El Hombre que estaba de Más


Faltaban solo dos años para que terminara la década del 60; Francia experimentaba los efectos de una agitación intelectual impetuosa cuya principal característica era cuestionar todo lo que para la sociedad burguesa era incuestionable; “prohibido prohibir”, la frase que apareció en las calles de París, resumió la causa de todo el movimiento estudiantil y quedó en el recuerdo para que la historia evocara con ella aquél año, 1968, y aquél mes, Mayo.

Detrás de toda esa ebullición social, detrás de los gritos y las protestas de la Sorbonne, las autoridades francesas adivinaban la influencia de un hombre a quien Truman Capote describió una vez como un “pálido y estrábico fumador”.

Escritor de obras que representaban ideas densas, especie de Filósofo maldito y Premio Nóbel célebre por rechazar tanto el premio como la celebridad, a Jean Paul Sartre le correspondió interpretar una vida pública que osciló siempre entre la polémica y la idolatría. Pero en privado, fue el hombre que alguna vez descubrió que la existencia le producía angustia, y se sumergió en aquél sentimiento para saber hasta dónde llegaba.

La historia de aquél Mayo del 68 relata que en pleno consejo de gobierno uno de los generales presentes sugirió encarcelar a Sartre, para quitarle energía a las protestas de los estudiantes; la anécdota también dice que De Gaulle, al escuchar aquélla sugerencia, abrió los ojos y gritó “¿está usted loco?

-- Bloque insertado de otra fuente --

PR #1937, opened 2020-07-05
simplify Percentage impl + tests as it no longer takes a Number

stevencrockett:
#### Check List:
* Fixes N/A
* Unit tests : YES

It seems that at some point `withPercentage` accepted a `Number`, which led to null checks and test with different subtypes. These days it only takes a `double`, so some things can be simplified.

Again, not sure if an issue was needed here.


src/test/java/org/assertj/core/data/Percentage_withPercentage_Test.java
```diff
@@ -14,27 +14,17 @@
...
- * Tests for {@link Percentage#withPercentage(Number)}.
+ * Tests for {@link Percentage#withPercentage(double)}.
  *
  * @author Alexander Bischof
  */
-public class Percentage_withPercentage_with_Double_Test {
-
-  @SuppressWarnings("null")
-  @Test
-  public void should_throw_error_if_value_is_null() {
```
stevencrockett, line 32: This test had actually still been working, but for the wrong reasons. I think the runtime tries to get a Double from the null, which it can then unbox to the double that the method actual requires.

So the runtime was throwing the NPE, instead of the `requireNonNull` check in the code (which is now deleted).

scordio:
Thank you @stevencrockett, I applied similar changes in ab8de52734dacaeb972fd0ff454c9bd9ccd22f99.

PR #1938, opened 2020-07-05
Compare sequences when "actual" is infinite or singly-traversable

rpolton:
#### Check List:
* Fixes #???
* Unit tests : YES / NO / NA

### DIFF
--- a/src/main/java/org/assertj/core/internal/Iterables.java
+++ b/src/main/java/org/assertj/core/internal/Iterables.java
@@ -458,31 +458,30 @@ public class Iterables {
     // break if actual were only singly-traversable.
     checkNotNullIterables(info, actual, sequence);
     // store the elements from actual that have been visited (because we don't know we can look ahead - the 'actual'
-    // might be singly-traversable) in a cyclic list, which can then be rolled for each new element
-    // until a match is found or until the 'actual' is exhausted. Of course if 'actual' really is infinite then this could
-    // take a while :-D
-    // once it's full, check if it equals sequence for each new element
-    RingBuffer buffer = new RingBuffer(sequence.length);
-    int howMany=0;
-    final Iterator<?> actual_iterator = actual.iterator();
+    // might be singly-traversable) in a fixed-length buffer having what is in effect a sliding window.
+    // So we store each element and slide for each new element until a match is found or until the 'actual' is
+    // exhausted. Of course if 'actual' really is infinite then this could take a while :-D
+    // Note that we only ever store sequence.length entries from actual in the buffer. Once it's full, check if it
+    // equals sequence for each new element
+    final Iterator<?> actualIterator = actual.iterator();
     // ... perform the remaining "normal" checks explicitly
-    if(!actual_iterator.hasNext() && sequence.length==0) return;
+    if(!actualIterator.hasNext() && sequence.length==0) return;
     failIfEmptySinceActualIsNotEmpty(sequence);
-    while(actual_iterator.hasNext()) {
-      final Object next = actual_iterator.next();
+    Lifo buffer = new Lifo(sequence.length);
+    while(actualIterator.hasNext()) {
+      final Object next = actualIterator.next();
       buffer.add(next);
-      howMany++;
-      if(howMany>=sequence.length && buffer.equals(sequence)) return;
+      if(buffer.equals(sequence)) return;
     }
     throw actualDoesNotContainSequence(info, actual, sequence);
   }
 
-  class RingBuffer {
+  private class Lifo {
     private int writePosition;
     private int length;
     private Object[] buffer;
 
-    public RingBuffer(int length) {
+    public Lifo(int length) {
       this.length = length;
       this.buffer = new Object[length];
       this.writePosition = 0;
@@ -495,7 +494,7 @@ public class Iterables {
           buffer[i] = buffer[i + 1];
         }
       }
-      buffer[writePosition++]=t;
+      buffer[writePosition++] = t;
       return true;
     }
 
--- a/src/main/java/org/assertj/core/internal/Iterables.java
+++ b/src/main/java/org/assertj/core/internal/Iterables.java
@@ -477,7 +477,7 @@ public class Iterables {
     throw actualDoesNotContainSequence(info, actual, sequence);
   }
 
-  class RingBuffer<T> {
+  class RingBuffer {
     private int writePosition;
     private int length;
     private Object[] buffer;
@@ -485,10 +485,10 @@ public class Iterables {
     public RingBuffer(int length) {
       this.length = length;
       this.buffer = new Object[length];
-      this.writePosition =0;
+      this.writePosition = 0;
     }
 
-    public boolean add(final T t) {
+    public boolean add(final Object t) {
       if(writePosition==length) { // ie we've already filled the buffer
         writePosition--;
         for (int i = 0; i < length - 1; ++i) {
@@ -1129,7 +1129,8 @@ public class Iterables {
     if (!diff.differencesFound()) {
       // actual and values have the same elements but are they in the same order ?
       int i = 0;
-      for (Object elementFromActual : actualAsList) {
+      // use actualAsList instead of actual in case actual is a singly-passable iterable
+        for (Object elementFromActual : actualAsList) {
         if (!areEqual(elementFromActual, values[i])) {
           throw failures.failure(info, elementsDifferAtIndex(elementFromActual, values[i], i, comparisonStrategy));
         }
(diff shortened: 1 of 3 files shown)


rpolton:
NB somehow I have failed to merge this current change into a branch that already contains my previous change, for singly-traversable sequences. If there is a different branch to which I should be merging please let me know. Thanks

joel-costigliola:
@rpolton it should be `main`, rebase your branch to `origin/main` and then you should be fine.

rpolton:
> @rpolton it should be `main`, rebase your branch to `origin/main` and then you should be fine.

Okay, thanks. It's ready to go now :-)

src/main/java/org/assertj/core/internal/Iterables.java
```diff
@@ -453,16 +453,62 @@ public void assertContainsOnlyNulls(AssertionInfo info, Iterable<?> actual) {
...
+      howMany++;
+      if(howMany>=sequence.length && buffer.equals(sequence)) return;
     }
     throw actualDoesNotContainSequence(info, actual, sequence);
   }
 
+  class RingBuffer {
+    private int writePosition;
+    private int length;
+    private Object[] buffer;
```
joel-costigliola, line 483: have you considered using a linked list? it exposes `addLast` and `removeFirst` methods which can simplify the `add` method and get rid of `writePosition` (I haven't tried it so I might be wrong but worth considering)

src/main/java/org/assertj/core/internal/Iterables.java
```diff
@@ -453,16 +453,62 @@ public void assertContainsOnlyNulls(AssertionInfo info, Iterable<?> actual) {
...
+    // break if actual were only singly-traversable.
+    checkNotNullIterables(info, actual, sequence);
+    // store the elements from actual that have been visited (because we don't know we can look ahead - the 'actual'
+    // might be singly-traversable) in a cyclic list, which can then be rolled for each new element
+    // until a match is found or until the 'actual' is exhausted. Of course if 'actual' really is infinite then this could
+    // take a while :-D
+    // once it's full, check if it equals sequence for each new element
+    RingBuffer buffer = new RingBuffer(sequence.length);
+    int howMany=0;
+    final Iterator<?> actual_iterator = actual.iterator();
```
joel-costigliola, line 467: minor: `actual_iterator` -> `actualIterator`

src/main/java/org/assertj/core/internal/Iterables.java
```diff
@@ -453,16 +453,62 @@ public void assertContainsOnlyNulls(AssertionInfo info, Iterable<?> actual) {
...
+    // perform the checks that would have been done in commonCheckThatIterableAssertionSucceeds
+    // but do them explicitly without having to create a new iterator on actual - which would
+    // break if actual were only singly-traversable.
+    checkNotNullIterables(info, actual, sequence);
+    // store the elements from actual that have been visited (because we don't know we can look ahead - the 'actual'
+    // might be singly-traversable) in a cyclic list, which can then be rolled for each new element
+    // until a match is found or until the 'actual' is exhausted. Of course if 'actual' really is infinite then this could
+    // take a while :-D
+    // once it's full, check if it equals sequence for each new element
+    RingBuffer buffer = new RingBuffer(sequence.length);
```
joel-costigliola, line 465: Move the RingBuffer creation after the call to `failIfEmptySinceActualIsNotEmpty` as we don't need until the while loop.

src/main/java/org/assertj/core/internal/Iterables.java
```diff
@@ -453,16 +453,62 @@ public void assertContainsOnlyNulls(AssertionInfo info, Iterable<?> actual) {
...
+    int howMany=0;
+    final Iterator<?> actual_iterator = actual.iterator();
+    // ... perform the remaining "normal" checks explicitly
+    if(!actual_iterator.hasNext() && sequence.length==0) return;
+    failIfEmptySinceActualIsNotEmpty(sequence);
+    while(actual_iterator.hasNext()) {
+      final Object next = actual_iterator.next();
+      buffer.add(next);
+      howMany++;
```
joel-costigliola, line 474: I don't think we need howMany if RingBuffer gives how many elements it contains.
the if condition could be: 
```
if(buffer.size()>=sequence.length && buffer.equals(sequence))
```
We can even go further and let simply use `if(buffer.equals(sequence))` as buffer.equals checks the sizes of the sequence against the buffer's number of elements. I'm not against keeping `buffer.size()>=sequence.length` in the if condition as it makes it clear that there is no point of doing a comparison if buffer does not have enough elements but that's a detail.

src/main/java/org/assertj/core/internal/Iterables.java
```diff
@@ -453,16 +453,62 @@ public void assertContainsOnlyNulls(AssertionInfo info, Iterable<?> actual) {
...
-    List<?> actualAsList = newArrayList(actual);
-    for (int i = 0; i < actualAsList.size(); i++) {
-      // look for given sequence in actual starting from current index (i)
-      if (containsSequenceAtGivenIndex(actualAsList, sequence, i)) return;
+    // perform the checks that would have been done in commonCheckThatIterableAssertionSucceeds
+    // but do them explicitly without having to create a new iterator on actual - which would
+    // break if actual were only singly-traversable.
+    checkNotNullIterables(info, actual, sequence);
+    // store the elements from actual that have been visited (because we don't know we can look ahead - the 'actual'
+    // might be singly-traversable) in a cyclic list, which can then be rolled for each new element
```
joel-costigliola, line 461: that comment confused me a little as it made me thinks we were storing all actual elements, I think an important point here is to mention that we won't take no more that sequence.length elements, but hey good on you for all the comments in this method!

src/main/java/org/assertj/core/internal/Iterables.java
```diff
@@ -453,16 +453,62 @@ public void assertContainsOnlyNulls(AssertionInfo info, Iterable<?> actual) {
...
+    while(actual_iterator.hasNext()) {
+      final Object next = actual_iterator.next();
+      buffer.add(next);
+      howMany++;
+      if(howMany>=sequence.length && buffer.equals(sequence)) return;
     }
     throw actualDoesNotContainSequence(info, actual, sequence);
   }
 
+  class RingBuffer {
```
joel-costigliola, line 480: I think this should be renamed `Lifo` as when we add an element we remove the first one.

src/main/java/org/assertj/core/internal/Iterables.java
```diff
@@ -453,16 +453,62 @@ public void assertContainsOnlyNulls(AssertionInfo info, Iterable<?> actual) {
...
-      // look for given sequence in actual starting from current index (i)
-      if (containsSequenceAtGivenIndex(actualAsList, sequence, i)) return;
+    // perform the checks that would have been done in commonCheckThatIterableAssertionSucceeds
+    // but do them explicitly without having to create a new iterator on actual - which would
+    // break if actual were only singly-traversable.
+    checkNotNullIterables(info, actual, sequence);
+    // store the elements from actual that have been visited (because we don't know we can look ahead - the 'actual'
+    // might be singly-traversable) in a cyclic list, which can then be rolled for each new element
+    // until a match is found or until the 'actual' is exhausted. Of course if 'actual' really is infinite then this could
+    // take a while :-D
```
joel-costigliola, line 463: indeed, made me think of Woody Allen quote: _Eternity is a very long time, especially towards the end_ :smile:

src/main/java/org/assertj/core/internal/Iterables.java
rpolton: Hey, interesting idea. I confess that I haven't considered that in detail. I do quite like the RingBuffer because it does exactly what I want to show, nothing more and nothing less. That would certainly not be true of the linked list, which would also need (possibly) the tail pointing to the head. My feeling is that there would be work involved in making the list function as required which would detract from the issue at hand. What do you think?

src/main/java/org/assertj/core/internal/Iterables.java
rpolton: That's a good spot actually. I definitely think that buffer.equals(sequence) will obviously return false if they are of a different length so let's trim that howMany reference out ...

src/main/java/org/assertj/core/internal/Iterables.java
rpolton: I was going to grumble about this but now, on reflection, I realise this actually isn't a RingBuffer any more lol

rpolton:
Hi, it's ready for re-review. Thanks

joel-costigliola:
Integrated thanks @rpolton!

No se puede encarcelar a Voltaire”. Al leer aquélla historia y aquélla frase del General De Gaulle se inició, hace mucho tiempo, mi interés por Sartre.

“A puerta cerrada” fue la primera obra que leí de él; tal como me seguiría ocurriendo en adelante con todos sus libros, la verdadera comprensión de los temas envueltos en aquélla obra de teatro se aclararían solo con el paso del tiempo y la magnífica e increíble conexión espiritual con ella se daría solo al leerla por tercera vez. Todavía experimento un éxtasis casi místico cuando recuerdo a uno de los tres improbables personajes decir, como si hubiese sido una repentina revelación “Entonces, es eso… El Infierno son los otros”. Y luego descubrir que su castigo era estar los tres, insoportables para sí mismos, juntos para toda la eternidad en aquél elegante salón francés.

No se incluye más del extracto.